- **What is needed**
Copy out the lines below that hold the word "Android".

- **Data to use**
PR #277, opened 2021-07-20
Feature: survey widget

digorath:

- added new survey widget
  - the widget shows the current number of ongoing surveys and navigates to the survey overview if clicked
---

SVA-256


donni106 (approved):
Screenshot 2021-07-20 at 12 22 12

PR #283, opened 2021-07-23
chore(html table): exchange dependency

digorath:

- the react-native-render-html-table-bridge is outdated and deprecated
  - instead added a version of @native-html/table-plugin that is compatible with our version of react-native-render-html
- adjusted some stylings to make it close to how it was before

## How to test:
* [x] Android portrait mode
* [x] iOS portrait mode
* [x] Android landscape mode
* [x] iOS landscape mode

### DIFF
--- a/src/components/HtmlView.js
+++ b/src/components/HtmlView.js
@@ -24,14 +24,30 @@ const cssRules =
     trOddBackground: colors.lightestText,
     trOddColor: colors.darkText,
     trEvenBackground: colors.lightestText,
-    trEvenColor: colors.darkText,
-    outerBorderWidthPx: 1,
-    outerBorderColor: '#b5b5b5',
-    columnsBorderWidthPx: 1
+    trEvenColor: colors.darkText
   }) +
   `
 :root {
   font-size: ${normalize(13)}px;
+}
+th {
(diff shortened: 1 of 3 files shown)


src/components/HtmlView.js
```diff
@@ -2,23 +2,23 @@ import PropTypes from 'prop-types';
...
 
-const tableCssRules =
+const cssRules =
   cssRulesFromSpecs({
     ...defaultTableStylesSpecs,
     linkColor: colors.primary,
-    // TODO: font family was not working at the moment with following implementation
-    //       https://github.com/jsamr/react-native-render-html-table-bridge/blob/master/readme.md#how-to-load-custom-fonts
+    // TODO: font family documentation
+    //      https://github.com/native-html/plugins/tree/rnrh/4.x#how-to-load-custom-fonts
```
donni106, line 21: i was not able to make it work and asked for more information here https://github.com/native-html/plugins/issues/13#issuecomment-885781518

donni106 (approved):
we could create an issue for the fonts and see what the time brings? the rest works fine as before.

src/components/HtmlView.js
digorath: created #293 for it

==

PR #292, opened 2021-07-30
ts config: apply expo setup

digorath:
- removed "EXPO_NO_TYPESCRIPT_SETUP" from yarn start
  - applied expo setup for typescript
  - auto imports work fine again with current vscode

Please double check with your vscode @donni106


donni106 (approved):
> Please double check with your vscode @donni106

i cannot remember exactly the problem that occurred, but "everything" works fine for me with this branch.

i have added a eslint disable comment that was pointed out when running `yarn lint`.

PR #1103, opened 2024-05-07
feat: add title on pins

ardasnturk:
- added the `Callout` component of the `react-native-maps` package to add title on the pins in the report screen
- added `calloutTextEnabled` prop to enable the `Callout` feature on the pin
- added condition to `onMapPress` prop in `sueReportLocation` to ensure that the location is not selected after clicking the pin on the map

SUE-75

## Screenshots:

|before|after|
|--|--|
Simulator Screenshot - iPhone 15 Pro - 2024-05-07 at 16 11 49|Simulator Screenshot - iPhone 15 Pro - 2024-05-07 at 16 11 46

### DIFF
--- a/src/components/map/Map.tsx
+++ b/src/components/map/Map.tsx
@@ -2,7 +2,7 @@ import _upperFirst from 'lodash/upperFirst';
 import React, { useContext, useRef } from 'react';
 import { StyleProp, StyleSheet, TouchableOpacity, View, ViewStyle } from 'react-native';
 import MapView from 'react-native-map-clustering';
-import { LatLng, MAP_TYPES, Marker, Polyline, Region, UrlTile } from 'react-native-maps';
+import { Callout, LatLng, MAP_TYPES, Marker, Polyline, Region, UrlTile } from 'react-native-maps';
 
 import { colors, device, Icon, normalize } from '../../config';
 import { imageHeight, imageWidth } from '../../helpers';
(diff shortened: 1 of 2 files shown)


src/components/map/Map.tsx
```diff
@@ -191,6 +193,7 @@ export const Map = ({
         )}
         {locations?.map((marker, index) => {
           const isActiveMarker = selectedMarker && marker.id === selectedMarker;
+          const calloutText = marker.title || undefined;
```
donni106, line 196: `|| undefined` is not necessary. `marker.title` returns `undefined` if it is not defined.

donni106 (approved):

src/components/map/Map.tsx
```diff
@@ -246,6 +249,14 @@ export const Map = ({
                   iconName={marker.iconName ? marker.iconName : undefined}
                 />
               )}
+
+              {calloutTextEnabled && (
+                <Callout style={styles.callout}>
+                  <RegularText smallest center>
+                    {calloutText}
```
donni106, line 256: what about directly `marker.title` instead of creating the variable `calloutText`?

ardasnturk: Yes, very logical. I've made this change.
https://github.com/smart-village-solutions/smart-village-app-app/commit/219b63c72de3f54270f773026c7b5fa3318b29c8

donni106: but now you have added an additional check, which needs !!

---

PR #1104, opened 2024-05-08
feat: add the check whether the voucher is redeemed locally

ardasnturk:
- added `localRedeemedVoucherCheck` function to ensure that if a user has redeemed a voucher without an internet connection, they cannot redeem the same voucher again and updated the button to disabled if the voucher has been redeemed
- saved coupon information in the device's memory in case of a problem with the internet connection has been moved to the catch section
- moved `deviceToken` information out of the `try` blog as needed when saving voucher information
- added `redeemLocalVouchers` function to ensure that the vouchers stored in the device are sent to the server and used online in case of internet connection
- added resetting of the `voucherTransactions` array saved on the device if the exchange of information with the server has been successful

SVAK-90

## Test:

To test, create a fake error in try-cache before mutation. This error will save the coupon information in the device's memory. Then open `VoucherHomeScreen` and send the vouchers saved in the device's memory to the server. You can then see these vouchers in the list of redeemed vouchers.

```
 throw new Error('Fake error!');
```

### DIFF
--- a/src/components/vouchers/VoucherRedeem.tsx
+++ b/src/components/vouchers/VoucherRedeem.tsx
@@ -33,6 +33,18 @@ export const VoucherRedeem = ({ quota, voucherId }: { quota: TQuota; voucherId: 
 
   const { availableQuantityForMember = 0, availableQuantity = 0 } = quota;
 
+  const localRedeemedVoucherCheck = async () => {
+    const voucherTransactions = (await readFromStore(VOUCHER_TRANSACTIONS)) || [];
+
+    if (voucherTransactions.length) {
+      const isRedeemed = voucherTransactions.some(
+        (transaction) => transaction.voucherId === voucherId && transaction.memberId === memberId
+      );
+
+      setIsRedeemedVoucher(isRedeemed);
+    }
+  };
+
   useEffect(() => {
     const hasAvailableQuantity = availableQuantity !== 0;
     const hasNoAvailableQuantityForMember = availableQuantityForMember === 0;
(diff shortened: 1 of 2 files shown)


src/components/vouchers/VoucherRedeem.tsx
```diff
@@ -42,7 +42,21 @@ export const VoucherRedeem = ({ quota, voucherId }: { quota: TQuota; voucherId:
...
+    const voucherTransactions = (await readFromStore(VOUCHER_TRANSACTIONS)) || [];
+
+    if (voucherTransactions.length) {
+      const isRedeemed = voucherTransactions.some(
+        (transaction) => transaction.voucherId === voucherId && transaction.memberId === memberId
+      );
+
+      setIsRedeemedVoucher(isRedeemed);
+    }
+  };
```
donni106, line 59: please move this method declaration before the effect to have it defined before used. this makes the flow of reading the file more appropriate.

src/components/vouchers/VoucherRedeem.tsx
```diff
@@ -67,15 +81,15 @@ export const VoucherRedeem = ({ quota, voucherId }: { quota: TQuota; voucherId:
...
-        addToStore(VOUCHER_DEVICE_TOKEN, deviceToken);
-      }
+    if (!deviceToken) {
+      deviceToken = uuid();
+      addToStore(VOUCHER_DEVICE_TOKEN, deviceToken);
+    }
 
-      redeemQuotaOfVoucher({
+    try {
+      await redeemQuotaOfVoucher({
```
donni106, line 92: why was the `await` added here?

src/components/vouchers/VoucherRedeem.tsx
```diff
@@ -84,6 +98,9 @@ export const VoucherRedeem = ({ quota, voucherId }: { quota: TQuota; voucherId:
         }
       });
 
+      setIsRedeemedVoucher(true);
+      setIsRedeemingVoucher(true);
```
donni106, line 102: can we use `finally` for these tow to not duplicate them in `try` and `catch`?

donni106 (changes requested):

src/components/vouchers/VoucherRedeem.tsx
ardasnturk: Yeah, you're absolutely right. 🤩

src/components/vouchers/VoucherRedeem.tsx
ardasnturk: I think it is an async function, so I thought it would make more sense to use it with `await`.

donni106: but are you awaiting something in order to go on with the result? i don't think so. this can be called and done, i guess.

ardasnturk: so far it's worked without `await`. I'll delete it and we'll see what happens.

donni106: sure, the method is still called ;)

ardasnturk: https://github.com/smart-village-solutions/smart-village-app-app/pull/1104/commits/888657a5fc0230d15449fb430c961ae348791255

- **Solution to this exercise**
* [x] Android portrait mode
* [x] Android landscape mode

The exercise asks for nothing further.